Armed groups intensified attacks in lead-up to referendum. Rebel Coalition of Patriots for Change (CPC) 3-4 July killed at least seven soldiers in ambush 25km from Abba town (Nana-Mambéré prefecture) and attack on checkpoint near Sam-Ouandja town (Haute-Kotto prefecture); 11 July launched another raid on checkpoint 30km from Nana-Bakassa town (Ouham prefecture), killing one soldier. In response, security forces 2-12 July arrested at least 70 people during search operations in Bambari city (Ouaka prefecture) and Bangui. UN peacekeeping force (MINUSCA) 10 July killed 15 suspected CPC fighters and lost one Rwandan peacekeeper during operation in Sam-Ouandja town.

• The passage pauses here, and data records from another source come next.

PR #1915, opened 2019-11-06
1914 allow the user to post files to the res tful interface

### LINKED ISSUE #1914: Allow the user to POST files to the RESTful interface
Instead of a coded IRI, the user should be allowed to POST a file that is then analysed by Hets.

Look at `parseRESTful` in `PGIP.Server`. In line 542, the coded IRI is bound to `libIri`, which is then passed to `getResponseAux` as part of a `NewDGQuery`. Instead of the coded IRI, there could be a file contents in the POST parameters (variable `requestBodyBS`). This should be stored into a local file, and its file path then passed as `libIri`. In order to obtain an IRI from the file path, prepend `file://` to the full path.

DerProfessor:
This shall fix #1914 .


Common/Counter.hs
```diff
@@ -0,0 +1,15 @@
+module Common.Counter where
```
tillmo: please remove this module, because it is not needed

PR #1923, opened 2020-02-04
1921 cache lib env

### LINKED ISSUE #1921: cache LibEnv
In `Driver.AnaLib` or `Static.AnalysisLibrary`, set up a cache for the LibEnv. 
* find out whether `Driver.AnaLib` or `Static.AnalysisLibrary` is the better place, possibly unify both (e.g. by using `ResultT` instead of `Maybe` at both places). I think that `PGIP.Server` should use `Driver.AnaLib`, and not, as currently done, `Static.AnalysisLibrary`. Our goal is that `PGIP.Server` will benefit from the cache.
* set up a cache for the `LibEnv`, use it only for those `LibName`s that the user wants to analyse and only if a `useCache` flag is set

DerProfessor:
This shall fix #1921 .

Because a cache already exists in the Hets codebase, this PR rather adds documentation for the existing cache and expands the file name in the cache. Now the absolute path is used when a local file on the system is analysed. This prevents multiple entires in the cache because prior to these changes the IRI in a rest call is directly used.

### DIFF
--- a/PGIP/Shared.hs
+++ b/PGIP/Shared.hs
@@ -1,11 +1,11 @@
 {-# LANGUAGE CPP, DoAndIfThenElse #-}
 {- |
 Module      : ./PGIP/Shared.hs
-Description : Provides various Hets resources.
+Description : Provides resources for caching requests to the RESTful interface.
 License     : GPLv2 or higher, see LICENSE.txt
 
 This module provides various Hets resources that are used t.e. for caching of an analysis
-library, proving data types etc.
+library during a request to the RESTful interface, proving data types etc.
 -}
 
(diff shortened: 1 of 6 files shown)


PGIP/Shared.hs
```diff
@@ -1,4 +1,12 @@
 {-# LANGUAGE CPP, DoAndIfThenElse #-}
+{- |
+Module      : ./PGIP/Shared.hs
+Description : Provides various Hets resources.
```
tillmo: this description is too unspecific. Better: "Provides resources for caching requests to the RESTful interface"

PR #1934, opened 2020-07-18
added hets-lib to package list

tillmo:
this is a PR for testing whether travis still works


jelmd (commented):
Actually hets-desktop as well as hets-server packages depend on the hets-libs package, so hets-libs should get pulled in/installed automagically when hets-{server|desktop} gets installed.  No need to install it explicitly.

tillmo:
OK, then this can be closed.

Issue #1941, opened 2020-09-22
make docs/index.html fails


tillmo:
```
make docs/index.html

Check log.haddock for results ...
haddock -o docs -h -s ../%F  \
            -t 'Hets - the Heterogeneous Tool Set' \
            -p Hets-Haddock-Prologue.txt --optghc=-DTAR_PACKAGE --optghc=-DNO_WGET --optghc=-DUNIX --optghc=-DUNI_PACKAGE --optghc=-DHASKELINE --optghc=-DHEXPAT --optghc=-DSERVER --optghc=-DWARP3 --optghc=-DHAXML --optghc=-DRDFLOGIC --optghc=-DCASLEXTENSIONS --optghc=-DGTKGLADE --optghc=-Wall --optghc=-fwarn-tabs --optghc=-fwarn-unrecognised-pragmas --optghc=-fno-warn-orphans --optghc=-fno-warn-unused-do-bind \
             OMDoc.hs COL.hs CspCASLProver.hs ExtModal.hs Proofs.hs CASL.hs Propositional.hs CMDL.hs Isabelle.hs CoCASL.hs s.hs TopHybrid.hs Hybrid.hs hets.hs CspCASL.hs GUI.hs Comorphisms.hs Logic.hs MMT.hs HasCASL.hs Modal.hs OWL2.hs Syntax.hs Taxonomy.hs Driver.hs ATC.hs Common.hs RelationalScheme.hs SoftFOL.hs Framework.hs Haskell.hs Static.hs CASL_DL.hs \
	>log.haddock 2>&1
Makefile:557: recipe for target 'docs/index.html' failed
make: *** [docs/index.html] Error 1
```

cmaeder:
Hi Till, I don't know why you assigned this issue to me. I had a short look into the file `log.haddock` and I saw the error 

``` 
ATC/Id.hs:28:1: error:
    Could not find module ‘ATerm.Lib’
```

However, I was not able to install the package `aterm` (using cabal) due to

```
src/ATerm/AbstractSyntax.hs:59:36: error:
    Not in scope: type constructor or class ‘TypeRep’
```

Building the binaries using stack and creating docs using haddock do no longer fit together.
Cheers Christian

cmaeder:
```
Persistence/Schema/OMSOrigin.hs:4:1: error:
    Failed to load interface for ‘Database.Persist.TH’
```

With a stack installed haddock I get the error above.

tillmo:
[...]

PR #1942, opened 2020-09-30
1941 make haddock work

tillmo:
shall fix #1941. Not ready for review yet

PR #1939, opened 2020-09-21
Make compilable under newer glib versions

TpmKranz:
This is what I had to change to build Hets on my Fedora 32 system.
The main problem seems to have been https://github.com/gtk2hs/gtk2hs/issues/276

Todos:
- update `resolver` to get rid of the new `extra-deps` that simply shadow older versions of existing packages
  - This is complicated by the fact that the `uni-*` packages break with newer `base` versions.
- remove dependency on (lib)glade(-dev)
- add a line for installing dependencies on Fedora

PR #1943, opened 2020-10-02
dummy commit

tillmo:
when compiling #1941 rebased on master, I get
```
[661 of 868] Compiling GUI.GtkUtils     ( GUI/GtkUtils.hs, GUI/GtkUtils.o )

GUI/GtkUtils.hs:549:3: error:
    • No instance for (TreeModelClass (Maybe (ListStore a)))
        arising from a use of ‘treeViewSetModel’
    • In a stmt of a 'do' block: treeViewSetModel view (Just store)
      In the expression:
        do { store <- listStoreNew listData;
             treeViewSetModel view (Just store);
             treeViewSetHeadersVisible view False;
             ren <- cellRendererTextNew;
             .... }
      In an equation for ‘setListData’:
          setListData view getT listData
            = do { store <- listStoreNew listData;
                   treeViewSetModel view (Just store);
                   treeViewSetHeadersVisible view False;
                   .... }
```
This PR is for checking whether this may be caused by commits on the master branch.


TpmKranz:
The signature change for `treeViewSetModel` was introduced in https://github.com/gtk2hs/gtk2hs/commit/b1f3bbe9f366a841777911fefba3bcdd4bb76128, leading me to believe you have a `gtk` version < 0.15 in your environment. Did you `make restack` after pulling the most recent master? #1939 introduced `gtk-0.15.5` as one of the `extra-deps`.

tillmo:
you are right, that was an old error that I could indeed solve with `make resrack`. I mixed things up.
The problem I want to tackle is that travis fails here: https://travis-ci.com/github/spechub/Hets/jobs/394044573

tillmo:
OK, f4ac445efe27b1d7cccfdd275715d33b74a744be (the current master) works. Now trying 43ee7ac001f5b116d3701979931c330aff883aa5

tillmo:
43ee7ac works. Now trying 28e56b0b6

tillmo:
Indeed, 28e56b0 failed - but why? Only two make targets have been renamed. Do they appear in the travis scripts?

tillmo:
The error is in the 5th travis job:
```
*** Error:

OWL2Parser.jar not found, check your environment variable: HETS_OWL_TOOLS

for Hets usage, use: hets -h

The command "test/hets-lib-check.sh" exited with 2.
```
Why is this related to 28e56b0 ?

tillmo:
Now trying 0200519b9, which is the same as PR #1942, just to see whether the results are the same.

tillmo:
Aha, need a dummy commit 8a1e0c2290381d83a5683639559a26efc7192512 - otherwise travis is not run again.

tillmo:
aha, this one has passed. So 0200519 should also pass, because the difference is only in `README.md`. It is problematic that travis results are not reproducible.

tillmo:
was for testing if travis works - not needed anymore

PR #1946, opened 2020-10-06
1940 aterms

cmaeder:
avoid to drop aterms just because the sources no longer compile with newer ghcs. Version 0.1.0.2. is also uploaded to https://hackage.haskell.org/package/aterm .The current ghc also works with this change.


tillmo (approved):
many thanks!

PR #1947, opened 2020-10-06
Fix var

cmaeder:
I got the following error without this change for `make`

```
ghc-pkg: cannot find package gtk
/bin/bash: Zeile 0: [: =: Einstelliger (unärer) Operator erwartet.
```


cmaeder:
I did not want to include the older commits

PR #1953, opened 2020-10-09
ensure that symbol names are legal in CASL via translation

### LINKED ISSUE #1895: name of OWL symbols along OWL2CASL
In OWL an individual may start with a number, e.g. `0Insignificant`. This is however not allowed in CASL. The translation from OWL to CASL should take care that proper CASL names are generated in these cases, e.g. `gn_0Insignificant`.

mcodescu:
Should fix #1895 and also replace non-CASL characters. Please let me know if I should allow more characters to remain as they are and if the solution to replace them is OK or if you would like something else.

### DIFF
--- a/OWL2/OWL22CASL.hs
+++ b/OWL2/OWL22CASL.hs
@@ -118,7 +118,21 @@ uriToIdM = return . uriToCaslId
 
 -- | Extracts Id from URI
 uriToCaslId :: IRI -> Id
-uriToCaslId urI =  stringToId $ showIRI urI
+uriToCaslId urI = 
+ let urS = showIRI urI
+     urS' = concatMap 
+            (\c ->  if isAlpha c || 
+                       isDigit c || 
+                       c == '\'' ||
+                       c == '_' 
+                   then [c] 
+                   else "_u" ) urS
+ in case urS of
+      x : _ -> 
+         if isDigit x then genName urS' 
+         else stringToId urS'
+      _ -> error "translating empty IRI" 
+           -- should never happen
 
 {- let
   repl a = if isAlphaNum a then [a] else if a/=':' then "_" else ""


OWL2/OWL22CASL.hs
```diff
@@ -118,7 +118,21 @@ uriToIdM = return . uriToCaslId
...
+     urS' = concatMap 
+            (\c ->  if isAlpha c ||
+                       isDigit c || 
+                       c == '\'' ||
+                       c == '_'
+                   then [c]
+                   else "_u" ) urS
+ in case urS of
+      x : _ -> 
+         if isDigit x then genName urS'
```
tillmo, line 132: this should be done if `x` is not a letter, since CASL Ids must start with a letter (aha, or a dot, see DOT-WORDS in the CASL reference manual)

OWL2/OWL22CASL.hs
```diff
@@ -118,7 +118,21 @@ uriToIdM = return . uriToCaslId
 
 -- | Extracts Id from URI
 uriToCaslId :: IRI -> Id
-uriToCaslId urI =  stringToId $ showIRI urI
+uriToCaslId urI =
```
tillmo, line 121: I think this function is not specific to this comorphism, so it could be better moved e.g. to Common.Id.

tillmo (changes requested):
looks good, but see comments to the code

Common/IRI.hs
```diff
@@ -1091,3 +1092,21 @@ addSuffixToIRI s i = if not $ null $ iriQuery i
...
+     urS' = concatMap 
+            (\c ->  if isAlpha c ||
+                       isDigit c || 
+                       c == '\'' ||
+                       c == '_'
+                   then [c]
+                   else "_u" ) urS
+ in case urS of
+      x : _ -> 
+         if not (isAlpha x || x == '.') then genName urS'
```
tillmo, line 1109: actually, `|| x == '.'` does not make sense here. If the IRI starts with a dot, the dot is replaced with `_u`, and the resulting identifier starts with `_u`, which is not legal in CASL. So the inital dot needs to be kept, but only if a `WORDS` in the CASL sense follows. 
But maybe the whole dot thing is not relevant. So you also could just omit `|| x == '.'`.

tillmo (changes requested):

Common/IRI.hs
mcodescu: I think if we omit the test from the code and an IRI should start with a dot, we would get an illegal CASL identifier. So the test should stay. The scheme and the prefix parts of an IRI cannot start with a dot, so the only way to get a dot at the beginning of an IRI is if it's in the IRI path. This should give us a CASL identifier via translation.

tillmo: If we omit the test from the code and an IRI should start with a dot, the dot will be replaced with `_u` and the whole identifier will be prefixed with `gn_`. So `.id` will be translated to `gn__uid`, which is a legal CASL Id.

Alternatively, we could translate `.id` to itself, which also is a legal CASL Id. However, this would require some more code.
 
If we leave things as they are now, `.id` will be translated to `_uid`, which is not a legal CASL Id.

tillmo: try yourself with:
```
ghci Common/IRI.hs
uriToCaslId  nullIRI{iriPath = stringToId ".id"}
```

mcodescu: You are right. I removed the test.

tillmo (approved):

Wagner’s mutiny fuelled speculations about paramilitary group’s future in CAR. Approximately 600 Russian paramilitary Wagner Group operatives 6 July left Bangui heading for Russia, fuelling speculations about group’s future in CAR following Wagner leader Yevgeny Prigozhin’s mutiny in Russia in June. Wagner spokesperson in CAR, Alexander Ivanov, 7 July said group will remain in country. CAR’s presidency next day confirmed “it is not a definitive departure but a rotation”, and hundreds of Wagner forces mid-July reportedly landed in Bangui. Meanwhile, UN Security Council 27 July relaxed arms embargo on CAR, lifting restrictions on supply, sale and transfer of arms to govt forces; Bangui criticised decision, demanding total lifting of embargo.


Central African Republic

President Touadéra faced renewed pushback from opposition for scheduling constitutional referendum, while rebel violence continued countrywide.

Scheduling of constitutional referendum rekindled political tensions. Opposition and civil society groups early June condemned Touadéra’s late May move to schedule constitutional referendum for 30 July as manoeuvre to stay in power. Notably, opposition leader Alexandre Ferdinand N’Guendet, who briefly served as transitional president in 2014, 1 June reportedly threatened to march on capital Bangui, calling on army to rally behind him to overthrow Touadéra. Army generals 6 June rejected call, and public prosecutor 12 June launched investigation into N’Guendet’s actions. Opposition party Resistance and Transition Council 3 June urged citizens to rise up against Touadéra. UN human rights expert in CAR, Yao Agbetse, 16 June warned referendum could “result in further human rights violations” and urged authorities to prevent surge of hate speech and violence before, during and after vote. Meanwhile, Touadéra 9 June appointed Evariste Ngamana, ruling party spokesperson and parliament’s first VP, as head of referendum campaign, sidelining party’s executive secretary and Parliament Speaker Simplice Mathieu Sarandji, who has spoken out against constitutional reform.

Rebel violence continued across country. Govt forces and rebel Coalition of Patriots for Change (CPC) 5 June clashed in Baoro town (Nana-Mambéré prefecture), leaving three civilians injured. CPC fighters 8 June ambushed govt forces near Kadjama village (Ouham prefecture), killing three and capturing one; 13 June attacked army and Russian paramilitary Wagner position in Makoundji Wali village (Ouham-Pendé prefecture), with unknown casualties. Govt forces and Wagner 11 June captured senior CPC official during operation in Bria town (Haute-Kotto prefecture), after CPC fighters surrounded Bria and spread rumours of major attack. Self-defence militia Azandé Ani Kpi Gbé 20 June clashed with Union for Peace in CAR (a member of CPC) rebels in Mboki town (Haut-Mbomou prefecture), leaving unknown number dead.

Chadian army continued military operations in CAR. Chadian military 3 June killed a dozen alleged CAR-based Chadian rebels near Ngolongosso locality (Bamingui-Bangoran prefecture).